PR #897, opened 2022-06-23
Place Talon and Python files side-by-side

wenkokke:
Opening this pull request to have a working example for discussion about #669.

My attempt with this restructuring is to *only* focus on renaming files, to ease future merges.

I've not updated any of the imports or file paths, as I mostly intend for this to fuel discussion.

My rationale for organizing is:
- `apps`: concrete commands for an application
- `core`: concrete commands and actions that are always available and any other code can depend on
- `lang`: concrete commands for a programming language
- `tags`: concrete commands with some abstract actions, activated with a tag
- `plugins`: a self-contained set of commands not linked to any application or programming language but whose actions probably should not be depended upon

My aim with grouping each pair of Python and Talon files in their own subdirectory is (1) to make it extremely clear which files belong together, and (2) to encourage some modularisation. As a bonus, these subdirectories can contain a `README.md`, which can really help someone browsing the repository on GitHub.

PR #1416, opened 2024-04-13
Move all talon files into a different directory

jaresty:
The idea behind this is that, since the python files should change less often than the talon files, we might be able to move all of the talon files into their own repository such that most users could share the same python base files and only fork the talon file repository if they wanted to customize their commands.

I think this aligns with Sandy Metz's philosophy to "[depend on things that change less often than you do](https://arc.net/l/quote/rpkmjabx)"


pokey:
I'm a bit hesitant about this direction. I am an advocate of related things being close together. When we have a proper package manager in talon, my understanding is that packages will be able to have their own talon files, so I'm not sure I see how this PR gets us better prepared for when we have a package manager

Fwiw, we actually went in the exact opposite direction two years ago, and I think the reasons for that move still hold today (https://github.com/talonhub/community/pull/897)

jaresty:
I think we've learned that people have reasons for customizing their spoken vocabulary away from the stock commands. This would be the same even if these were split into separate packages. While I also like as a general rule to keep related things together, I could envision a this implementation-vocabulary split still working in a package manager driven system. Imagine this: there is a base package that defines the implementation (Python), and there are a few alternative packages that can be chosen from for the spoken forms (long form, terse, etc). This would allow people who are interested to share their custom vocabularies without having to make the Python code tied to also defining the spoken forms.

nriley:
> I'm a bit hesitant about this direction. I am an advocate of related things being close together. When we have a proper package manager in talon, my understanding is that packages will be able to have their own talon files, so I'm not sure I see how this PR gets us better prepared for when we have a package manager
> 
> Fwiw, we actually went in the exact opposite direction two years ago, and I think the reasons for that move still hold today (#897)

I agree with this and would prefer the strategy proposed in #1418.

jaresty:
That works for me.

PR #1419, opened 2024-04-17
context-sensitive dictation: default to not inserting space

rntz:
Currently `dictation_peek` in context-sensitive dictation inserts a space before selecting text around point. This avoids ever copying with an empty selection, which misbehaves in some applications. However:

1. This makes the whole dance noticeably slower on my machine.
2. In applications where copying an empty selection misbehaves, many of our other commands also fail to work (eg: `select line start` tries to tell whether there is currently a selection to determine whether to cancel it); working around this everywhere would kind of be a nightmare, so I tentatively think it makes more sense to have "fix your editor" be our policy on this problem.
3. In some contexts (eg: the google.com search bar), inserting a space doesn't work consistently because google "helpfully" avoids inserting a space if there already is one.

This PR defaults to *not* inserting anything, but provides a configurable setting, `user.context_sensitive_dictation_dummy_string`, for what dummy string to insert. This makes the dictation dance faster by default but allows users to choose the dummy string behavior if they want, and also to choose a dummy string that will work even in the google address bar.

### DIFF
--- a/core/text/text_and_dictation.py
+++ b/core/text/text_and_dictation.py
@@ -442,13 +442,13 @@ class Actions:
             if before:
                 # Unfortunately, in web Slack, if our selection ends at newline, this
                 # will go right over the newline. Argh.
-                actions.edit.right() # cancel selection
+                actions.edit.right()  # cancel selection
 
         if not right:
-            actions.key(f"backspace:{len(dummy)}") # remove the dummy
+            actions.key(f"backspace:{len(dummy)}")  # remove the dummy
         else:
             for _ in dummy:
-                actions.edit.left()         # go left before dummy
+                actions.edit.left()  # go left before dummy
             # We want to select at least two characters to the right, plus the dummy we
             # inserted, because no_space_before needs two characters in the worst case
             # -- for example, inserting before "' hello" we don't want to add space,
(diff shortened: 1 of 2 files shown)


rntz:
HOLD UP! Don't merge this. I'm worried that its behavior may be problematic if there is already a text selection. Ugh.

maxbruening:
I really like the idea of further improving context sensitive dictation. Generally it might be a good idea to customize the peek behavior on a per application basis?!  in particular, the current version does not work in Microsoft word on windows 11 for me.

Could you just check whether there is a text selection?  first copy,  then if string is empty...  
 
 might increase latency though

rntz:
@maxbruening good idea about checking what the selection is, but yeah, that adds back latency that was otherwise gained. But I don't see any other good way to make this behave correctly if there's already a selection. The standard trick is to do "space backspace" to delete the current selection, but that messes up undo history just like the dummy-space approach, and is more keypresses to boot.

So there's really only two sensible modes here:

1. Insert a dummy string, which can screw up undo history but works quite reliably even when copying an empty selection doesn't work.
2. Don't insert a dummy string, which preserves undo history but will frequently copy with an empty selection.

Neither is particularly faster than the other. I'm no longer sure which should be the default.

rntz:
Ugh, I just ran into trouble with empty selections right here on GitHub. If the cursor is at the end of the text box with no selection and you extend_word_right (alt-shift-right), it puts the cursor into a weird state where inserting more characters does nothing but copying produces an empty string. The current approach of inserting a dummy space avoids this problem because it avoids ever having an empty selection.

I think probably the current behavior should remain the default.

PR #1420, opened 2024-04-19
define "zoom reset" for VSCode

maxbruening:
The default value for "zoom reset"  defined in edit_win.py is "ctrl-0".  This does not work in VS Code. The PR  attempts to fix this.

● ● ● ● ● ● ●

From the listing above, copy every line that includes the word "exact".

Fwiw, we actually went in the exact opposite direction two years ago, and I think the reasons for that move still hold today (https://github.com/talonhub/community/pull/897)
> Fwiw, we actually went in the exact opposite direction two years ago, and I think the reasons for that move still hold today (#897)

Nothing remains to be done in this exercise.